La consigliera regionale presenta un’interrogazione e rilancia le preoccupazioni dei lavoratori per la riorganizzazione della sosta prevista dal Comune.
Garantire
un numero adeguato di posti auto ai dipendenti della Casa della Comunità di
Casalecchio di Reno, nel territorio della Città metropolitana di Bologna.

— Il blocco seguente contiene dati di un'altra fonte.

PR #593, opened 2023-10-25
Changed the rendered text for previously successful depoyment

### LINKED ISSUE #586: Indicate that nothing was executed on rerun
> If I rerun a deployment that is already complete, and doesn’t need any further action, the output shouldn’t be “successfully deployed”.

We don't give enough of a visual cue on a rerun where no futures are executed. We should successful deploy when nothing was deployed.

zoeyTM:
fixes #586

### DIFF
--- a/packages/hardhat-plugin/src/ui/pretty-event-handler.ts
+++ b/packages/hardhat-plugin/src/ui/pretty-event-handler.ts
@@ -261,8 +261,10 @@ export class PrettyEventHandler implements ExecutionEventListener {
       batches: this._applyResultToBatches(this.state.batches, event.result),
     };
 
+    const anythingDone = this.state.currentBatch > 0;
+
     // If batches where executed, rerender the last batch
-    if (this.state.currentBatch > 0) {
+    if (anythingDone) {
       this._redisplayCurrentBatch();
     } else {
       // Otherwise only the completion panel will be shown so clear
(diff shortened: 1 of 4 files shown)


zoeyTM:
Screen Shot 2023-10-24 at 10 59 54 PM

packages/hardhat-plugin/src/ui/pretty-event-handler.ts
```diff
@@ -261,16 +261,23 @@ export class PrettyEventHandler implements ExecutionEventListener {
       batches: this._applyResultToBatches(this.state.batches, event.result),
     };
 
+    const anythingDone = this.state.currentBatch > 0;
+
     // If batches where executed, rerender the last batch
-    if (this.state.currentBatch > 0) {
+    if (anythingDone) {
       this._redisplayCurrentBatch();
```
kanej, line 268: Lets pull out `this.state.currentBatch > 0` as a util function, and use it here but also use it in `calculateDeploymentCompleteDisplay`.

zoeyTM:
updated messaging:

Screen Shot 2023-10-26 at 1 37 39 AM

kanej (approved):

packages/hardhat-plugin/src/ui/pretty-event-handler.ts
kanej: I have pushed a commit that takes the util function route. It means that `calculateDeploymentCompleteDisplay` can keep the interface of accepting `UiState` and then deriving what to display, so better encapsulation.
Looking at what had to be done to get there though makes me feel it might not have been worth it.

È
quanto chiede la consigliera regionale di Fratelli d’Italia, Marta Evangelisti,
con un’interrogazione rivolta alla Giunta regionale.
Nel
documento, Evangelisti richiama le segnalazioni ricevute dal personale
sanitario e dalle organizzazioni sindacali. «Secondo quanto mi è stato riferito
– spiega la consigliera – il 15 giugno scorso si è svolta un’assemblea tra i
dipendenti della Casa della Comunità di Casalecchio di Reno e le organizzazioni
sindacali CISL FP e SAS AUSL Bologna, dedicata alla riorganizzazione della
sosta nell’area adiacente alla struttura sanitaria, promossa
dall’amministrazione comunale».
Al
centro delle preoccupazioni vi sarebbe l’ipotesi di trasformare gli attuali
parcheggi gratuiti in parcheggi a pagamento, senza una distinzione tra utenti e
personale dipendente della struttura. «L’ipotesi attualmente al vaglio –
sottolinea Evangelisti – prevederebbe 144 posti a pagamento e soltanto 15 posti
gratuiti».
Da
qui la richiesta alla Regione di chiarire se l’eventuale introduzione della
sosta a pagamento possa avere ripercussioni negative sull’organizzazione del
lavoro e sulle condizioni dei dipendenti della Casa della Comunità.
Attraverso
l’atto ispettivo, la consigliera di Fratelli d’Italia domanda inoltre quali
interlocuzioni siano già state avviate tra la Regione Emilia-Romagna, l’Azienda
USL di Bologna e il Comune di Casalecchio di Reno in merito alla
regolamentazione dei parcheggi nell’area della struttura sanitaria, con
l’obiettivo di garantire soluzioni adeguate sia per il personale sia per
l’utenza.
(Luca Molinari)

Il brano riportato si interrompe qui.